4. BÖLÜM: ''ARTIK KONUŞABİLİYORUZ''

5.6K 204 45
                                    


Kapının çalınmasıyla telefonumu masaya koyup heyecanla açılmasını bekledim. Avuç içlerim terlemeye başladığında onun kim olduğunu neden bu kadar çok öğrenmek istediğimi sorguladım. Hayatımın hiçbir noktasında yoktu. Ya da vardı? Kim olduğunu bile bilmiyordum ki...

Kapı açılınca önden Müdür Lütfü Hoca ve arkasından bir çocuk geldi. Çocuğun garip bir havası. Kıvırcık siyah saçları onu tatlı gösteren niteliklerinden biriydi. Ayrıca orantılı bir vücudu vardı. Bu da spor yaptığını gösteriyordu. Siyah pantolonu ve deri ceketi ise de tarz sahibi olduğunu gösteriyordu. 

Lütfü Hoca, ''Hoca hanım artık Uygar bu sınıfta okuyacak,'' dediğinde Shrek'in beni kandırdığını anladım.

Mira: Benimle oyun mu oynuyorsun sen?

Gizli Numara: Oyun asıl senin işin, Pinokyo.

Sinirimden cevap bile vermek istemedim. 

Yanımda oturan Burak telefonla neden bu kadar ilgilendiğimi merak ettiğini belli edercesine, ''Kiminle mesajlaşıyorsun sen dersin başından beri?'' diye sordu.

''Yarın akşam Koray'ın evindeki partide ne giyeceğimizi konuşuyorduk Ece'yle.''

''Anladım,'' dedi tok bir sesle ama ikna olduğuna emin değildim. ''Yarın yapacak mıyız?'' diye sordu ardından ve beni ansızın yakaladı. 

''Neyi?'' Yüzümü ona çevirip kaşımı kaldırdım. 

''Anlarsın ya güzelim,'' deyip tek elini bacağıma koydu. ''Birbirimizin olmayı.''

''Hazır olduğumu düşünmüyorum Burak.''

''Hadi ama Mira hem bunu daha önce konuşmuştuk,'' dediğinde ses tonunun fazlasıyla yüksek olduğunu anladım.

Arzu Hoca elindeki tahta cetveli tahtaya vurarak,'' Neyi konuşmuştunuz daha önce yavrum evladım,'' diye sordu sinirle çünkü müdürün olduğu halde sınıfta ses çıkarmıştık. 

''Şey...'' diye başladım kekelemeye. ''Proje ödevimiz hakkında hocam.''

Burak sessizce güldü.

 Tek boş yer bizim önümüzdeki sıra olduğu için Uygar buraya doğru gelmeye başladı ama gözlerini üzerimden ayırmıyordu. Tahtanın oradan sıraya gelene kadar Uygar'ın gözleri tarafından hapse alınmıştım. 

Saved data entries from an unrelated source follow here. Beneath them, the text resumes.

PR #2345, opened 2021-09-21
fix(core): change project-id to be based on project slug instead of name

### LINKED ISSUE #2335: create project IRI based on project slug
Currently we URL encode the project name to create the project @id, like https://renku-ci-gr-738.dev.renku.ch/projects/jakub.chrobasik/test%25202021-09-14%252015-59-30. But for downstream applications, using the project slug would be better, as it can be directly resolved in the browser, e.g. https://renku-ci-gr-738.dev.renku.ch/projects/jakub.chrobasik/test-2021-09-14-15-59-30

We should switch the project id generation to calculate and use the project slug instead. renku.service already has some code to calculate the slug, we should move that to renku.core.

Panaetius:
closes #2335


vigsterkr (dismissed):
🚀

vigsterkr (approved):
🚀

PR #2349, opened 2021-09-21
feat(cli): add a flag to fail on migration errors

### LINKED ISSUE #2337: Allow migrations to fail on errors
When migrating a Renku project to a newer version, all errors are caught and reported and the migration continues. While this is convenient for the end user, it also hide errors in our tests when a project migration is needed.

**Acceptance Criteria**
* Add a `--strict` flag to the migration command that make it to fail on errors. This should be `False` by default.
* Modify tests to use this flag to make failures explicit

mohammad-sdsc:
# Description

Add a `--strict` hidden flag to allow migrations to fail in tests. Some refactoring. I also removed one of the old projects that we use for migration test; the problem was that datasets' JSON-LD metadata generated by renku is not valid at `v0.5.0` and this project cannot be migrated without error. We have another project from `v0.5.1` that tests the same migration.

Fixes #2337


Panaetius (approved):
Love the refactoring with migration type! Looks great 👍

PR #2350, opened 2021-09-22
fix(core): pin cwltool to lower version as newer version is broken

Panaetius:
Pins cwltool to lower version until https://github.com/common-workflow-language/cwltool/issues/1525 is fixed


vigsterkr (approved):

setup.py
```diff
@@ -162,7 +162,7 @@ def run(self):
     "click>=7.0,<8.0.2",
     "cryptography>=3.4.1,<3.5",
     "cwlgen>=0.4.0,<=0.4.2",
-    "cwltool>=3.1.20210816212154,<3.2",
+    "cwltool>=3.1.20210816212154,<3.1.20210921111717",
```
mr-c, line 165: Might have been better to just exclude the problematic release with `!=3.1.20210921111717` :-)

Panaetius: Good point, thanks for the tip!

PR #2355, opened 2021-09-22
feat(core): add position to mapped input/output streams of a workflow

Panaetius:
adds position to inputs/outputs that were mapped to stdin/stdout/stderr


renku/core/management/workflow/plan_factory.py
```diff
@@ -395,6 +397,12 @@ def add_command_output(
 
         mapped_stream = self.get_stream_mapping_for_value(default_value)
 
+        if mapped_stream and not position:
```
mohammad-sdsc, line 400: Does it matter if we check `not position` instead of `position is None`?

mohammad-sdsc (dismissed):
LGTM, made a single comment. Feel free to ignore if not relevant.

renku/core/management/workflow/plan_factory.py
Panaetius: it shouldn't, position always starts at 1. but `is None` is cleaner, I'll change it

mohammad-sdsc (approved):
Thank you!

PR #2356, opened 2021-09-22
fix(dataset): same_as and DatasetFile id corrections

### LINKED ISSUE #2336: Errors when migrating datasets to the new metadata
* `DatasetFile` should receive a new id when a file is deleted. Currently, we keep the same id and mark it as deleted.
* `sameAs` field for imported renku datasets should be fixed by removing dashes from the id. We removed dashes from datasets' ids and we need to reflect that change for the imported datasets.

mohammad-sdsc:
# Description

Fix id for `DatasetFile` when removing a file. Fix `sameAs` during migration by removing dashed from the id.

Fixes #2336


Panaetius (approved):
LGTM, thank you

PR #2358, opened 2021-09-23
feat(cli): add renku log command

### LINKED ISSUE #2132: Add `renku workflow history` command
Add a `renku workflow history` command, as per the 001 RFC. Output should be similar to a `git log` (A list of executions by time) and it should allow filtering by workflow name/id as well as per input/output file.

Should support human readable (tabular?) output and JSON output.

Panaetius:
closes #2132


mohammad-sdsc (approved):
LGTM, thank you!

PR #2361, opened 2021-09-23
fix(cli): actually flatten 'json-ld' output and remove 'json-ld-graph'

Panaetius:
In old old old renku, `json-ld` format would output nested data and `json-ld-graph` would output flattened data. Since we now always output flattened data, removes `json-ld-graph` format and fixes `json-ld` to properly flatten the graph.


mohammad-sdsc (approved):
LGTM, thank you!

PR #2362, opened 2021-09-23
fix(core): parse key when overriding params in workflow execute

vigsterkr:
# Description

`workflow execute` `--set` argument's key should be parsed into a nested dictionary.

Tabir-i caizse beni gözleriyle sikmişti. 

Burak bu durumu fark ettiğinde sinirlerine hakim olamayıp Uygar'ı omzundan dürttü. ''Bir sorunun mu var?'' diye sordu kaşlarını çatarak. 

''Benim yok, ya senin.'' Uygar'ın rahat hali Burak'ı iyice tahrik ettiğinde bir şey yapacağından korktum ve elimi bacağının üstüne koyup, ''Sakin ol ve yarınki gecemizi düşün,'' diye fısıldadım. 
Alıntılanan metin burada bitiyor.